OPs diagnoses [CAS-codes based on the ICD-10 and developed by the Dutch Association of Occupational Medicine (NVAB) and the Employed Persons’ Insurance Administration Agency (UWV)] were classified into six categories of CMDs. Four categories of diagnoses were related to the subscales of the 4DSQ, ‘Distress’ (‘Stress-related complaints’), ‘Somatisation’, ‘Depression’ and ‘Anxiety’, plus the categories of ‘Other psychological complaints’ and ‘Other complaints’ (see Table 1).
In order to adjust for the stratified sampling procedure, we used weight factors for all analyses (0.666 for screen-positive and 1.308 for screen-negative employees) to ensure that the population reflected the composition of the source population of incident sick-leave cases.
Using the 4DSQ distress score >10 as reference standard, the receiver operator characteristic (ROC) curve of the Distress Screener was obtained for a range of seven cut-off values (0–6). Sensitivity and specificity were calculated for each cut-off value. With regard to this study, identification of distress by the Distress Screener in an early stage of sick leave, it was important to select a high number of true-positively classified distressed persons and restrict the number of false-positively classified healthy persons. Therefore, determination of the optimal cut-off point was based on a high sensitivity value with the most appropriate specificity value. To examine the validity of the Distress Screener the Pearson correlation coefficients were calculated between the total score of the Distress Screener and the total score of each 4DSQ subscale. We compared correlated correlation coefficients, according to the method described by Meng et al. , including a Bonferroni correction. The degree of similarity between two repeated measurements, the test–retest (12-day) reliability, was obtained by computing the Pearson correlation coefficient of the total score of the three items of the Distress screener with the total score of the same three items of the 4DSQ distress subscale.

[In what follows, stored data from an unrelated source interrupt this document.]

Issue #219, opened 2024-10-15
Agent centralized: necessary changes to existing modules


Nicogp:
**Parent issue:**

- https://github.com/wazuh/wazuh-agent/issues/32

### Description

As part of https://github.com/wazuh/wazuh-agent/issues/32 development it is necessary to add functionality to some of the existing modules:

- AgentInfo: it will persist the information of the group to which the agent belongs.
  - The group information will be stored in a new table, agent_group.
  - A SetGroups method will be added which will store the groups inside the table. When SetGroups is invoked, if they already have previous groups they must be removed and the new groups must be set.
  - A GetGroups method will be added that will read the database and return a list of the groups to which the agent belongs.

- Communicator: it will be in charge of making requests to the server to download the centralized configuration files.
  - Existing methods must be adapted or a new method must be created to perform the file download request.

Nicogp:
(2024/10/14):

- The corresponding changes were made to the AgentInfo module.
- Changes are being made to the communicator module.
  - I made a PoC to download files using http: successful result.
  - I made a PoC to download files using https: at the moment I am able to download the files but it is still giving an error, I am analyzing if it is because of how it is downloaded or a failure in the server I set up to perform the test.

PR #223, opened 2024-10-15
Handle agent centralized configuration commands

jr0me:
|Related issue|
|---|
|https://github.com/wazuh/wazuh-agent/issues/222|

## Description

This PR introduces a CentralizedConfiguration class that will handle the incoming `set-group` and `update-group` commands.

## Tests

- Compilation without warnings in every supported platform
  - [x] Linux
  - [x] Windows
  - [x] MAC OS X

PR #224, opened 2024-10-16
Add changes to persist agent_group information and perform file download requests

Nicogp:
|Related issue|
|---|
|#219|

## Description

This PR adds the changes to persist the groups to which the agent belongs and also adds the changes to HttpClient to be able to perform file download requests.

## Tests

  - [ ] Linux
  - [ ] Windows
  - [ ] MAC OS X


src/agent/agent_info/src/agent_info_persistance.cpp
```diff
@@ -75,6 +86,22 @@ void AgentInfoPersistance::CreateAgentInfoTable()
     }
 }
 
+void AgentInfoPersistance::CreateAgentGroupTable()
+{
+    try
+    {
+        m_db->exec("CREATE TABLE IF NOT EXISTS " + AGENT_GROUP_TABLE_NAME +
```
sdvendramini, line 93: I think you might be able to use `AGENT_INFO_TABLE_NAME` in the `CreateAgentInfoTable()` function, similar to how `AGENT_GROUP_TABLE_NAME` is used here.

src/agent/agent_info/include/agent_info.hpp
```diff
@@ -11,13 +12,16 @@ class AgentInfo
     std::string GetName() const;
     std::string GetKey() const;
     std::string GetUUID() const;
+    std::vector<std::string> GetGroups() const;
 
     void SetName(const std::string& name);
     void SetKey(const std::string& key);
     void SetUUID(const std::string& uuid);
+    void SetGroups(const std::vector<std::string>& group_list);
```
jr0me, line 20: Prefer camelCase for function parameters.

src/agent/agent_info/src/agent_info_persistance.cpp
```diff
@@ -75,6 +86,22 @@ void AgentInfoPersistance::CreateAgentInfoTable()
     }
 }
 
+void AgentInfoPersistance::CreateAgentGroupTable()
```
jr0me, line 89: Do we need a table for the agent group? Can't it be just another column in the `agent_info` table?

src/agent/agent_info/src/agent_info_persistance.cpp
```diff
@@ -127,6 +154,52 @@ std::string AgentInfoPersistance::GetAgentInfoValue(const std::string& column) c
...
+    }
+    catch (const std::exception& e)
+    {
+        LogError("Error inserting group: {}.", e.what());
+    }
+}
+
+std::vector<std::string> AgentInfoPersistance::GetAgentGroupList() const
+{
+    std::vector<std::string> group_list;
```
jr0me, line 184: Prefer camelCase for local variables too.

src/agent/agent_info/src/agent_info_persistance.cpp
```diff
@@ -157,11 +235,17 @@ void AgentInfoPersistance::SetUUID(const std::string& uuid)
     SetAgentInfoValue("uuid", uuid);
 }
 
+void AgentInfoPersistance::SetGroups(const std::vector<std::string>& group_list)
+{
+    SetAgentGroups(group_list);
```
jr0me, line 240: Why don't just set the groups in this function instead of calling another one?

src/agent/agent_info/src/agent_info_persistance.cpp
```diff
@@ -142,6 +215,11 @@ std::string AgentInfoPersistance::GetUUID() const
     return GetAgentInfoValue("uuid");
 }
 
+std::vector<std::string> AgentInfoPersistance::GetGroups() const
+{
+    return GetAgentGroupList();
```
jr0me, line 220: Why don't just get the groups in this function instead of calling another one?

src/agent/communicator/include/ihttp_socket.hpp
```diff
@@ -23,6 +23,9 @@ namespace http_client
 
         virtual void Read(boost::beast::http::response<boost::beast::http::dynamic_body>& res) = 0;
 
+        virtual void ReadToFile(boost::beast::http::response_parser<boost::beast::http::dynamic_body>& res,
```
jr0me, line 26: Wouldn't it be simpler to return a string? Instead of passing a reference. I'm also confused about the type and name for the parameter here, if it is an output file, shouldn't it be mutable? Why is it const?

src/agent/communicator/src/http_socket.hpp
```diff
@@ -43,6 +45,56 @@ namespace http_client
             boost::beast::http::read(m_socket, buffer, res);
         }
 
+        void ReadToFile(boost::beast::http::response_parser<boost::beast::http::dynamic_body>& res,
```
jr0me, line 48: This implementation and the one in `HttpsSocket` are almost identical, how can we avoid this code duplication?

jr0me:
We should add to this PR passing the new functions to the `CentralizedConfiguration` via its methods:

```c++
void SetGroupIdFunction(SetGroupIdFunctionType setGroupIdFunction);
void GetGroupIdFunction(GetGroupIdFunctionType getGroupIdFunction);
void SetDownloadGroupFilesFunction(DownloadGroupFilesFunctionType downloadGroupFilesFunction);
```

src/agent/agent_info/include/agent_info.hpp
Nicogp: Done!

src/agent/agent_info/src/agent_info_persistance.cpp
Nicogp: I think that in the future more information related to the groups could be added, for example the hash of the configuration file of each group to check that it has not been modified. That's why I thought about adding a new table.

src/agent/agent_info/src/agent_info_persistance.cpp
Nicogp: Done!

src/agent/agent_info/src/agent_info_persistance.cpp
Nicogp: Done!

src/agent/agent_info/src/agent_info_persistance.cpp
```diff
@@ -157,11 +205,37 @@ void AgentInfoPersistance::SetUUID(const std::string& uuid)
     SetAgentInfoValue("uuid", uuid);
 }
 
+void AgentInfoPersistance::SetGroups(const std::vector<std::string>& groupList)
+{
+    try
+    {
+        SQLite::Transaction transaction(*m_db);
+
+        m_db->exec("DELETE FROM " + AGENT_GROUP_TABLE_NAME + ";");
```
jr0me, line 214: We should test this part too, for instance, set the groups to 1,2, verify, and then set to 2,3 and verify that 1 is no longer there.

src/agent/communicator/src/http_socket.hpp
Nicogp: Done!

src/agent/communicator/include/ihttp_socket.hpp
Nicogp: I changed the name of the parameter, this indicates the path and name of the file where it will be saved.

src/agent/agent_info/src/agent_info_persistance.cpp
Nicogp: Done!

src/agent/agent_info/src/agent_info_persistance.cpp
Nicogp: Done!

Nicogp:
In reference to this comment:

> We should add to this PR passing the new functions to the `CentralizedConfiguration` via its methods:
> 
> ```c++
> void SetGroupIdFunction(SetGroupIdFunctionType setGroupIdFunction);
> void GetGroupIdFunction(GetGroupIdFunctionType getGroupIdFunction);
> void SetDownloadGroupFilesFunction(DownloadGroupFilesFunctionType downloadGroupFilesFunction);
> ```
> 
> This can be done somewhere in `agent.cpp` either in its constructor or before adding it to the `ModuleManager`.


These changes will be added in PR [#223](https://github.com/wazuh/wazuh-agent/pull/223).

jr0me (approved):

sdvendramini (approved):

cborla (approved):
LGTM

PR #228, opened 2024-10-17
MVP for Logcollector Module

### LINKED ISSUE #201: Add Logcollector Module to Wazuh Agent
## Description

Logcollector is the agent module that adds the ability to collect system logs, both by reading plain text files and by collecting messages from the operating system API.

This task consists of redesigning the Logcollector module of the 4.x agent and implementing it in the new agent.

## Functional Requirements

- **Implement collectors** for:
    - Plaintext logs
    - macOS (using ULS) - macOS only
    - journald - Linux only
    - Windows (using eventchannel) - Windows only
- **Detect changes** including:
    - Wildcard matches for log file names
    - Rotated log files
    - Truncated log files
- **Store persistent state** for:
    - Reading position of each log file
    - Last modification date of each file
    - On start, reload state and act accordingly
- **Transmit logs** as stateless messages

## Non-functional Requirements

- A default configuration must be provided in the code.
- A proposal for configuration settings should be defined.

## Implementation Constraints

- Logcollector should be implemented as a module rather than a standalone executable.

## Deliverables

1. Wazuh Agent executable with the Logcollector module included
2. Design documentation for the module
3. Configuration documentation

vikman90:
**Related Issue:**
- Closes #201

## Summary

This PR introduces the Minimum Viable Product (MVP) for the Logcollector module in the Wazuh Agent. The module implements the ability to collect logs from local files, with support for concurrency, wildcard expansion, and file rotation detection.

## Features

- **Localfile block**: Reads local files line by line.
- **File rotation detection**: Detects rotated log files and continues reading.
- **Wildcard expansion**: Supports expanding wildcards in file paths.
- **Concurrency**: Log files are read concurrently, improving performance.

## Configuration Options

The module can be configured in the `wazuh.conf` file with the following options:

- `enabled`: Enables the Logcollector module.
- `localfiles`: List of files to monitor (supports wildcards).
- `reload_interval`: Interval to reload files and expand wildcards.
- `file_wait`: Interval between file reading cycles.

By default, Logcollector reads _/var/log/auth.log_.

## Build Options

To include the Logcollector module in the Wazuh Agent, compile with the following CMake option:

```bash
cmake -DENABLE_LOGCOLLECTOR=ON
```

The `ENABLE_LOGCOLLECTOR` option enables the Logcollector module and integrates it into the agent. That's enabled by default.

## Known Issues

- **Windows**: Logcollector-loaded files cannot be externally deleted while being monitored.
- **Linux**: If the agent forks, open file descriptors are copied, potentially leading to duplicated reads.

## Tested Operating Systems

- **Ubuntu 24.04**
- **macOS 15 Sequoia**
- **Windows 11**

---

Please review the implementation and provide any feedback for further improvement.


src/modules/logcollector/src/file_reader_unix.cpp
```diff
@@ -0,0 +1,34 @@
+#include "file_reader.hpp"
+#include <logcollector.hpp>
+#include <logger.hpp>
+#include <glob.h>
+
```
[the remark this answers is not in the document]
nbertoldo: Done

src/modules/logcollector/src/logcollector.cpp
```diff
@@ -0,0 +1,103 @@
+#include <logcollector.hpp>
+#include <logger.hpp>
+
+#include <boost/asio/co_spawn.hpp>
+#include <boost/asio/detached.hpp>
+
+#include "file_reader.hpp"
+
+using namespace logcollector;
+using namespace std;
```
LucioDonda, line 10: avoid `using namespace std;`

src/modules/logcollector/tests/unit/file_reader_test.cpp
```diff
@@ -0,0 +1,99 @@
...
+#include <spdlog/spdlog.h>
+
+#include <logcollector.hpp>
+#include <file_reader.hpp>
+#include "queue_mock.hpp"
+#include "tempfile.hpp"
+#include "logcollector_mock.hpp"
+
+using namespace logcollector;
+using namespace std;
```
LucioDonda, line 13: delete line and replace all the occurrences with `std::<>`

src/modules/logcollector/tests/unit/logcollector_test.cpp
```diff
@@ -0,0 +1,43 @@
+#include <gtest/gtest.h>
+#include "logcollector_mock.hpp"
+#include <configuration_parser.hpp>
+#include <file_reader.hpp>
+#include "tempfile.hpp"
+
+using namespace configuration;
+using namespace logcollector;
+using namespace std;
```
LucioDonda, line 9: same here.

src/modules/logcollector/src/file_reader_unix.cpp
```diff
@@ -0,0 +1,35 @@
+#include "file_reader.hpp"
+#include <logcollector.hpp>
+#include <logger.hpp>
+#include <glob.h>
+#include <span>
+
+using namespace logcollector;
+using namespace std;
```
LucioDonda, line 8: same.

src/modules/logcollector/src/file_reader_win.cpp
```diff
@@ -0,0 +1,36 @@
+#include "file_reader.hpp"
+#include <logcollector.hpp>
+#include <logger.hpp>
+
+#include <windows.h>
+#include <string>
+#include <list>
+
+using namespace logcollector;
+using namespace std;
```
LucioDonda, line 10: same.

src/modules/logcollector/tests/unit/CMakeLists.txt
```diff
@@ -0,0 +1,20 @@
+find_package(GTest CONFIG REQUIRED)
+
+FILE(GLOB LOGCOLLECTOR_TEST_SOURCES *_test.cpp)
+
+add_executable(logcollector_unit_tests ${LOGCOLLECTOR_TEST_SOURCES})
```
LucioDonda, line 5: There's no run all test main function

LucioDonda (changes requested):

nbertoldo (approved):

LucioDonda (approved):
LGTM!

cborla (approved):
LGTM

jr0me (commented):
The mvp looks good to me. There are a couple of notes that I would suggest to keep for future improvements:

* we should find a way to use clang-format in new files, even if we are in the folder structure that includes the old agent
* fix const correctness, there are many local variables that could be const, this improves readability and may improve compiler optimizations
* uses of `std::list`, I don't see the benefit of using it over `vector`, at least in these cases
* Logcollector has some virtual methods, but no derived classes. Seems to be a workaround for mocking it in tests, this could be improved.
* There are some uses of raw pointers that should be revised to use smart pointers if possible
* The use of references in coroutines is discouraged, it's preferable to rely in value semantics if possible
* Some directories were included publicly and maybe are not needed, same for libraries linked.
* There are missing headers, see `iwyu`.
* Some files introduce more than one class, each class should have its own file
* The `SetMessageQueue` introduced by the ModuleWrapper probably shouldn't use a *const* shared pointer. If it were mutable, it could be moved in each implementation of this function, I understand that that is the intended use of it
* Some `while(true)` have no exit points.

Issue #246, opened 2024-10-25
Let the agent's CLI key option be optional


vikman90:
**Parent Issue:** https://github.com/wazuh/wazuh-agent/issues/241

Currently, option `--key` is mandatory when trying to register the agent.

Let this parameter be optional. Should it not be defined, create a random one.

sdvendramini:
## 30/10/2024
I was resolving [PR](https://github.com/wazuh/wazuh-agent/pull/252) comments and adding tests and documentation.

PR #252, opened 2024-10-28
Enhancement/246 Let the agent's CLI key option be optional

sdvendramini:
|Related issue|
|---|
|https://github.com/wazuh/wazuh-agent/issues/246|

## Description

With these changes, the key can now be automatically generated if not provided, making the `--key` argument optional during agent registration process. Also if the key is provided, is validated to ensure it is 32 alphanumeric characters.


src/agent/agent_info/include/agent_info.hpp
```diff
@@ -19,6 +19,9 @@ class AgentInfo
     void SetUUID(const std::string& uuid);
     void SetGroups(const std::vector<std::string>& groupList);
 
+    std::string CreateKey();
```
TomasTurina, line 22:
```suggestion
    std::string CreateKey() const;
```

TomasTurina, line 22: These two functions seem to be like utils, I don't know if this is the right place for them.

src/agent/src/agent_registration.cpp
```diff
@@ -23,7 +25,22 @@ namespace agent_registration
...
-        m_agentInfo.SetKey(key);
+        if (!key.empty())
+        {
+            if (m_agentInfo.ValidateKey(key))
+            {
+                m_agentInfo.SetKey(key);
+            }
+            else
+            {
+                std::cout << "--key argument must be alphanumeric and 32 characters in lengt\n";
```
TomasTurina, line 36:
```suggestion
                std::cout << "--key argument must be alphanumeric and 32 characters in length\n";
```

src/agent/agent_info/include/agent_info.hpp
TomasTurina: Maybe they can be private and be called inside `SetKey`.

src/agent/src/process_options.cpp
```diff
@@ -28,6 +28,6 @@ void RegisterAgent(const std::string& user,
     }
     else
     {
-        LogError("--user, --password and --key args are mandatory");
+        LogError("--user, --password args are mandatory");
```
TomasTurina, line 31:
```suggestion
        LogError("--user and --password args are mandatory");
```

src/agent/agent_info/src/agent_info.cpp
```diff
@@ -80,3 +83,33 @@ void AgentInfo::SetGroups(const std::vector<std::string>& groupList)
...
+    {
+        key += charset[distribution(generator)];
+    }
+
+    return key;
+}
+
+bool AgentInfo::ValidateKey(const std::string& key)
+{
+    static constexpr size_t key_length = 32;
```
TomasTurina, line 106: We have this two times, can we have just one globally for the class?

src/agent/agent_info/include/agent_info.hpp
sdvendramini: Fixed!

src/agent/src/agent_registration.cpp
sdvendramini: Fixed!

src/agent/src/process_options.cpp
sdvendramini: Fixed!

src/agent/agent_info/src/agent_info.cpp
sdvendramini: Now it's a `constexpr` within an anonymous namespace in the class implementation file.

vikman90 (changes requested):
@sdvendramini Please don't forget to add the tests corresponding to the new `CreateKey()` and `ValidateKey()` methods.

src/agent/agent_info/src/agent_info.cpp
```diff
@@ -80,3 +92,31 @@ void AgentInfo::SetGroups(const std::vector<std::string>& groupList)
     agentInfoPersistance.SetGroups(groupList);
     m_groups = groupList;
 }
+
+std::string AgentInfo::CreateKey()
+{
+    constexpr std::string_view charset = "abcdefghijklmnopqrstuvwxyzABCDEFGHIJKLMNOPQRSTUVWXYZ0123456789";
+
+    boost::random::mt19937 generator {boost::random::random_device {}()};
+    boost::random::uniform_int_distribution<size_t> distribution(0, charset.size() - 1);
```
jr0me, line 101: Isn't this possible using `<random`> ?

src/agent/src/agent_registration.cpp
```diff
@@ -41,16 +45,12 @@ namespace agent_registration
 
         if (!token.has_value())
         {
-            LogError("Failed to authenticate with the manager");
+            std::cout << fmt::format("Failed to authenticate with the manager\n");
```
jr0me, line 48: This doesn't seem to need `fmt::format`.

src/agent/agent_info/src/agent_info.cpp
```diff
@@ -80,3 +92,31 @@ void AgentInfo::SetGroups(const std::vector<std::string>& groupList)
...
+bool AgentInfo::ValidateKey(const std::string& key)
+{
+    if (key.length() != KEY_LENGTH)
+    {
+        return false;
+    }
+
+    return std::ranges::all_of(key, ::isalnum);
+
+    return true;
```
jr0me, line 121: This line seems to be a leftover.

src/agent/agent_info/src/agent_info.cpp
```diff
@@ -80,3 +92,31 @@ void AgentInfo::SetGroups(const std::vector<std::string>& groupList)
...
+}
+
+bool AgentInfo::ValidateKey(const std::string& key)
+{
+    if (key.length() != KEY_LENGTH)
+    {
+        return false;
+    }
+
+    return std::ranges::all_of(key, ::isalnum);
```
jr0me, line 119: Could be simplified with

```
return key.length() == KEY_LENGTH && std::ranges::all_of(key, ::isalnum);
```

src/agent/src/agent_registration.cpp
```diff
@@ -1,8 +1,8 @@
 #include <agent_registration.hpp>
 
-#include <logger.hpp>
-
 #include <boost/beast/http.hpp>
+#include <fmt/format.h>
```
jr0me, line 4: It looks like if we are going to use fmt it should be included privately in the target include libraries of the Agent target. From what I gather, fmt is a public dependency of Logger... but it is actually not used at all by Logger... I may be wrong, but we could try removing fmt::format from Logger and if we actually need it here, add it privately to the Agent target.

src/agent/src/agent_registration.cpp
sdvendramini: fixed!

src/agent/agent_info/src/agent_info.cpp
sdvendramini: fixed!

src/agent/agent_info/src/agent_info.cpp
sdvendramini: Yes, it's true! Changed!

src/agent/src/agent_registration.cpp
sdvendramini: Yes, I was able to remove `fmt` from the `Logger` and include it as a private library in the `Agent` without problems! I also stopped using fmt for these simpler messages.

jr0me (approved):
LGTM

TomasTurina (approved):

vikman90 (approved):

TomasTurina (approved):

Furthermore, the validity was examined by comparing the outcomes of the Distress Screener (screened negative and screened positive) with OPs diagnoses (categorized CAS-codes). Both relations of the Distress Screener with OPs diagnoses and the 4DSQ distress subscale with OPs diagnoses were compared. Sensitivity and specificity values and positive and negative predictive values were determined from the established outcomes. Outcomes of both the Distress Screener and the 4DSQ distress subscale were dichotomised.